Why don't we need frequency and phase correction in AM and FM?

Question

As far as I understand, double sideband AM with carrier and FM can be demodulated via SDR (Software Defined Radio) without frequency or phase correction. For AM, received signal is $$r(t) = A(t)\cos(\omega_c t) \tag{1}\label{received_am} $$

where $A(t) = 1 + m(t)$ and $-1<m(t)<1$. In ideal case we can just multiply \eqref{received_am} with $\cos(\omega_ct)$ and apply LPF to obtain $A(t)$. However, lets assume that both phase and frequency has error in local oscillator. Then, we will get the signal below when we apply first step of demodulation process

$$ A(t)\cos(\omega_ct)\cos((\omega_c+\omega_e)t + \phi_e) \\ = \tfrac{1}{2}A(t)\Big(\cos(\omega_et-\phi_e) + \cos\big((2\omega_c+\omega_e)t + \phi_e \big) \Big)$$

where $w_e$ and $\phi_e$ denotes small frequency and phase error respectively. After applying LPF we will get

$$\tfrac{1}{2}A(t)\cos(\omega_et-\phi_e)$$

but not $A(t)$ as in ideal case. Also, I can listen music via SDR without any distortion even if I tune frequency upper than original FM broadcast frequency. My question is simply, why don't we need frequency and phase correction in AM and FM?

Answer 1

With AM all information is encoded in the amplitude regardless of any phase modulation occurring. Therefore we can demodulate it with an amplitude discriminator (envelope detector) as long as the discriminator isn’t sensitive to phase modulation.

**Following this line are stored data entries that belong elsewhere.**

PR #50, opened 2020-05-18
Add groundstation points

ericboucher:
Screen Shot 2020-05-18 at 12 31 23 AM


src/components/MapView/GroundstationLayers/__snapshots__/index.test.tsx.snap
```diff
@@ -0,0 +1,9 @@
+// Jest Snapshot v1, https://goo.gl/fbAQLP
+
+exports[`renders as expected 1`] = `
```
bencpeters, line 3: I made this comment in your other PR too - I don't think these types of tests are worth having. The test should either be re-written to actually render something that tests the layer code, or we should just get rid of it - it's just adding extra complexity without extra value as is here.

(Unless the specific goal is to test whether the layer handles an empty dataset properly)

src/components/MapView/GroundstationLayers/index.tsx
```diff
@@ -0,0 +1,83 @@
...
+
+declare module 'geojson' {
+  export const version: string;
+  export const defaults: Object;
+  export function parse(
+    data: Object,
+    propreties: Object,
+    callback?: Function,
+  ): Object;
+}
```
bencpeters, line 18: This belongs in `custom.d.ts`. But probably better to use [@types/geojson](https://www.npmjs.com/package/@types/geojson) for more complete definitions (I think this was in your other PR?)

src/components/MapView/GroundstationLayers/index.tsx
```diff
@@ -0,0 +1,83 @@
...
+        value: string;
+        color: string;
+      }[]
+    | undefined,
+) {
+  return (legend || []).map(({ value, color }: any) => [
+    parseFloat(value),
+    color,
+  ]);
+}
```
bencpeters, line 56: This should probably be a shared utility function with the one in PR #47 - same comments apply to this version of it if you keep them separate.

src/components/MapView/GroundstationLayers/index.tsx
```diff
@@ -0,0 +1,83 @@
...
+import { LayersMap } from '../../../config/types';
+
+import groundstationDataJson from '../../../data/groundstations/longterm_data.json';
+
+declare module 'geojson' {
+  export const version: string;
+  export const defaults: Object;
+  export function parse(
+    data: Object,
+    propreties: Object,
```
bencpeters, line 15: spelling - should be `properties`

src/components/MapView/GroundstationLayers/index.tsx
```diff
@@ -0,0 +1,83 @@
...
+  console.log(
+    get(evt.features[0], 'properties.index'),
+    get(evt.features[0], 'properties.aimagname'),
+    get(evt.features[0], 'properties.sumname'),
+    get(evt.features[0], 'properties.rasterheight'),
+  );
+}
+
+const groundstationDataGeoJSON = GeoJSON.parse(
+  (groundstationDataJson as unknown) as GroundstationData,
```
bencpeters, line 38: What's the point of this cast? `parse` doesn't know about our `GroundstationData` type, and we're not actually getting any type-safety since we're just making a cast from `unknown` (TypeScript doesn't add anything in that case).

src/components/MapView/GroundstationLayers/index.tsx
ericboucher: It doesn't have the parse function sadly... the types are more for the GeoJSON format itself, not the lib, which is a bit confusing...

ericboucher: When i try to move it I am getting issues, not sure how I would go about extending the geojson type already in types?

src/utils/layer-utils.ts
```diff
@@ -0,0 +1,3 @@
+export function legendToStops(legend: { value: string; color: string }[] = []) {
```
bencpeters, line 1: With this project, I'd say it's still up for debate whether it needs a global `utils` folder - I think until there end up being a lot of cross-dependencies, my preference is to keep the code close to where its used in mostly self-contained modules. To that end, I feel like this like file maybe should live in `MapView`?

PR #52, opened 2020-05-19
MapTooltip popup for Mongolia map and data

### LINKED ISSUE #35: Add tooltip on click
Popup with data details
When a user chooses a layer and then clicks on a polygon (administrative area), they should see a popup with details for the layer and that area. There are two types of data and requirements for this interaction:
- Data already in the admin boundary GEOJSON, usually "baseline" data
- Raster data, such as climate data derived from the Mongolia Data Cube (MDC)

[
Screen Shot 2020-05-05 at 2 42 50 PM
](url)

We can take inspiration from https://github.com/bayesimpact/encompass/tree/master/frontend/src/components/MapTooltip

More info is available here:
https://docs.google.com/document/d/1uD3S33TkKVUPRqkx2hQP65Nl6dOHBYenP1rroZHHbC4/edit

cindyzhang12:
- created generic MapTooltip popup according to Google doc design 
- MapTooltip function gets coordinates and location from fillOnClick functions in Boundaries.js, and MapView passes that data as props into MapTooltip to display on popup

# Todo
- [ ] raster layers should not refresh on every click

Screen Shot 2020-05-15 at 10 34 27 PM

Fixes #35


src/components/MapView/index.tsx
```diff
@@ -41,6 +46,11 @@ function MapView({ classes }: MapViewProps) {
     map: { latitude, longitude, zoom },
   } = appConfig;
 
+  useEffect(() => {
+    setpopupData({});
+    setshowPopup(false);
+  }, [layers]);
+
```
bencpeters, line 53: All this state living here is code smell. This should probably all live in Redux, we don't generally want to combine a bunch of component state with redux state. If this lived in Redux, we wouldn't need an effect listener here - you could just hide the popup by hand when the layer change events get fired.

PR #276, opened 2021-10-15
Kobo toolbox forms integration

### LINKED ISSUE #274: Additional changes for Kobo Integration
- [x] Fetch and parse datetime fields **end** and **_submission_time**
- [x] Use kobo form parameters as layer parameters instead of including them within the URL request.
**Example:** Instead of setting the Kobo layer format.
```
  "kobo_test": {
    "title": "Kobo data",
    "type": "point_data",
    "data": "http://localhost/kobo/forms?nameField=Test MMR&dateTimeField=_submission_time&geomField=Location&measureField=The_number"
}
```
Use:
```
  "kobo_test": {
    "title": "Kobo data",
    "type": "point_data",
    "data": "http://localhost/kobo/forms",
   "nameField": "Test MMR",
   "dateTimeField": "_submission_time",
   "geomField": "Location",
   "measureField": "The_number"
}
```

- [x] Include validation status label
- [ ] Look into issue where timezone difference between form data and PRISM user seem to cause the timeline ticker to fail.

JorgeMrtnzG:
closes #274 

This PR enables prism backend to fetch form responses from Kobo toolbox API.

### DIFF
--- a/api-flask/docker-compose.yml
+++ b/api-flask/docker-compose.yml
@@ -10,5 +10,5 @@ services:
     environment:
       - DATABASE_URL
       - WORKERS_PER_CORE=1
-      - KOBO_USERNAME=jorgemartinezg
-      - KOBO_PW=Jorgemg_0327
+      - KOBO_USERNAME=changeme
+      - KOBO_PW=changeme


src/components/MapView/Layers/PointDataLayer/index.tsx
```diff
@@ -51,18 +64,23 @@ function PointDataLayer({ layer }: { layer: PointDataLayerProps }) {
       circleLayout={circleLayout}
       circlePaint={circlePaint}
       circleOnClick={(evt: any) => {
-        dispatch(
```
erwagasore, line 54: In line with a converstation I had with Amit. The default `data_field` or `mesure` in this case should remain there and add `feature_info_props` as extra fields.

PR #288, opened 2021-10-28
Expand filtering capabilities for kobo form responses

### LINKED ISSUE #287: Expand filtering capabilities for form / point_data
There are use cases where form data that is returned through the API will need to be filtered before rending the layer in PRISM. Currently, we have the ability to filter based on form status, but we should expand this to also filter based on the value of a given field. As an example, we could modify the current filter to be a list which would be something like the following, where disaster_type is a form field with strings:
        "filters":{
          "status":"approved",
          "disaster_type":"flood"
        }

JorgeMartinezG:
closes #287


src/config/myanmar/layers.json
```diff
@@ -1197,7 +1197,10 @@
       "datetime_field": "date_time",
       "geom_field": "location",
       "measure_field": "number",
-      "kobo_url": "https://kobo.humanitarianresponse.info/api/v2/assets.json"
+      "kobo_url": "https://kobo.humanitarianresponse.info/api/v2/assets.json",
+      "filters": {
+        "status": "Approved"
+      }
```
erwagasore, line 1203: Tested Myanmar `Kobo data` and since you are filtering by `status` to equal `Approved` we should only see approved `point_data` only. I still am seeing `On hold`.

erwagasore: I have added `status` into `feature_info_props` to visual see if on the map I will only see `Approved` and still I had `On hold`. Correct me if my assumption on `filters` is wrong.

Here is the screenshot for clarity
Screen Shot 2021-11-02 at 6 24 33 PM

erwagasore (approved):
Looks good @JorgeMartinezG

PR #295, opened 2021-11-11
Fix kobo form dates and prioritize WMS layers when layer dates inters…

### LINKED ISSUE #293: Activating ADAM storm layer, followed by Kobo layer causes app to hang
This is happening consistently on master for Myanmar. When I activate the ADAM tropical storm layer and then activate a Kobo layer, the application hangs. This does not occur when testing ODC WMS layers, only ADAM layers.

JorgeMartinezG:
…ection is empty array

This PR closes #293 

Reviewing the behavior of prism from master branch, the application enters an infinite date updating loop. This is due to the API response for the kobo endpoint contains time values (YYYY-MM-DDTHH: MM: ss) which causes a PRISM status update with incorrect dates.

This PR solves the previous issues. In addition, changes were made where the WMS dates are used at the time when, having multiple layers where dates do not intersect.

**Note** Once the PR is merged, we need to update the API


wadhwamatic:
I came across an issue when there is a mismatch between the WMS layer's date and the Kobo layer. If I activate a Kobo layer and choose a date that doesn't match a WMS layer, the timeline and the calendar picker no longer show available dates beyond the currently active date.

For example: Myanmar, activate Kobo layer on 18-10-2021. Then activate 10-day rainfall estimate. 21-10-2021 rainfall layer will load but no other dates are available. The same happens if you activate a WMS layer first and then activate the Kobo layer.

I'm not sure if there is a short term solution here or if we need to address the larger question around conflicting dates first. If possible, I'd suggest just having the most recently activated layer takeover the timeline for now while we figure out the longer term solution on dates.

PR #299, opened 2021-11-12
Parse kobo form response fields

### LINKED ISSUE #290: Editing a form in Kobo changes the data type and breaks numeric data field in PRISM
This seems to be a Kobo issue more than anything but noting it to see if we can explore some way to handle it. Steps to create:

1. Create a form in Kobo with a numeric input field which is required with the condition of accepting any value >=0
2. Configure PRISM to use this form and use the numeric field as the measure attribute
3. Collect data in Kobo, with a '0' for the numeric field
4. Form data should appear as expected
5. Now edit a form entry, specifically change the numeric field to any other valid value
6. From what I see, the form field is now text with the numeric value wrapped in single quotes. This breaks the functionality on the PRISM side with no form entries displayed as there is no valid numeric data

JorgeMartinezG:
closes #290


wadhwamatic:
This works for Myanmar as expected, but when I tried the Cambodia version, I get a 500 error:

"error": "Internal server error: '<=' not supported between instances of 'datetime.datetime' and 'str'"

Here's the form configuration in layers.json:

"incident_report": {
    "title": "Disaster impact report",
    "type": "point_data",
    "data": "http://localhost/kobo/forms",
    "date_url": "http://localhost/kobo/forms",
    "additional_query_params": {
      "form_name": "PRISM-KHM-Disaster-Report-v1",
      "datetime_field": "disaster_date",
      "geom_field": "location",
      "kobo_url": "https://kobo.humanitarianresponse.info/api/v2/assets.json",
      "filters": {
        "status": "Approved"
      }
    },
    "feature_info_props": {
      "disaster_type": {
        "type": "text",
        "label": "Type of disaster"
      },
      "num_ppl_affected": {
        "type": "number",
        "label": "Number of people affected"
      }
    },
    "opacity": 0.9,
    "measure": "num_ppl_affected",
    "legend_text": "Number of people affected",
    "legend": [
      {"value": "0", "color": "#909090"},
      {"value": "< 100", "color": "#ffeda0"},
      {"value": "100 - 500", "color": "#feb24c"},
      {"value": "500 or more", "color": "#f03b20"}
    ]
  }

wadhwamatic (changes requested):
shouldn't 'measure' be included in the parsing?

JorgeMartinezG:
@wadhwamatic now we can get from kobo the type for each field with the goal of parsing each value. Because of this, we do not need to send the `measure` field to the PRISM API. 
```
"error": "Internal server error: '<=' not supported between instances of 'datetime.datetime' and 'str'"
```

This error happens because Cambodia forms have a `date` field instead of `datetime`. Fix included in 07a8d40365922a8a0f17c695e6f17063f97a7306

wadhwamatic (approved):

wadhwamatic:
> @wadhwamatic now we can get from kobo the type for each field with the goal of parsing each value. Because of this, we do not need to send the `measure` field to the PRISM API.
> 
> ```
> "error": "Internal server error: '<=' not supported between instances of 'datetime.datetime' and 'str'"
> ```
> 
> This error happens because Cambodia forms have a `date` field instead of `datetime`. Fix included in [07a8d40](https://github.com/WFP-VAM/prism-frontend/commit/07a8d40365922a8a0f17c695e6f17063f97a7306)

Got it. Thanks for the explanation and changes. All looks good from my side.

With FM all information is encoded in the phase regardless of any amplitude variation or modulation that may be occurring. Therefore we can demodulate it with a frequency discriminator as long as the discriminator isn’t sensitive to amplitude modulation.

The last points are important as there is often cross sensitivity. It is common in an FM receiver to hard limit the waveform prior to final demodulation to remove all amplitude variation first when the discriminator is sensitive to amplitude. Similarly if coherent demodulation is used for AM (as the OP has demonstrated) the result is sensitive to both AM and PM. (Envelope detection with large carrier AM is insensitive to PM so would be of no consequence). To counteract this for coherent AM demodulation, the phase modulation can be tracked alone with a hard-limited phase detector outside of the main demodulation path, and removed from the demodulated result (or the local oscillator can similarly be made to track the phase at a tracking bandwidth wider than the signal modulation).

Note the last point in the OP asking about a factor of 1/2. This has nothing to do with the phase offset but is due to half the signal being in the sum and half in the difference as given by the cosine product rule below:

$$A \cos(\alpha)\cos(\beta) = \frac{A}{2}\cos(\alpha+\beta)+\frac{A}{2}\cos(\alpha-\beta)$$

Thus we get a low frequency output (at DC when the frequencies match exactly) and a high frequency output, each scaled by $1/2$. The low pass filter removes the high frequency.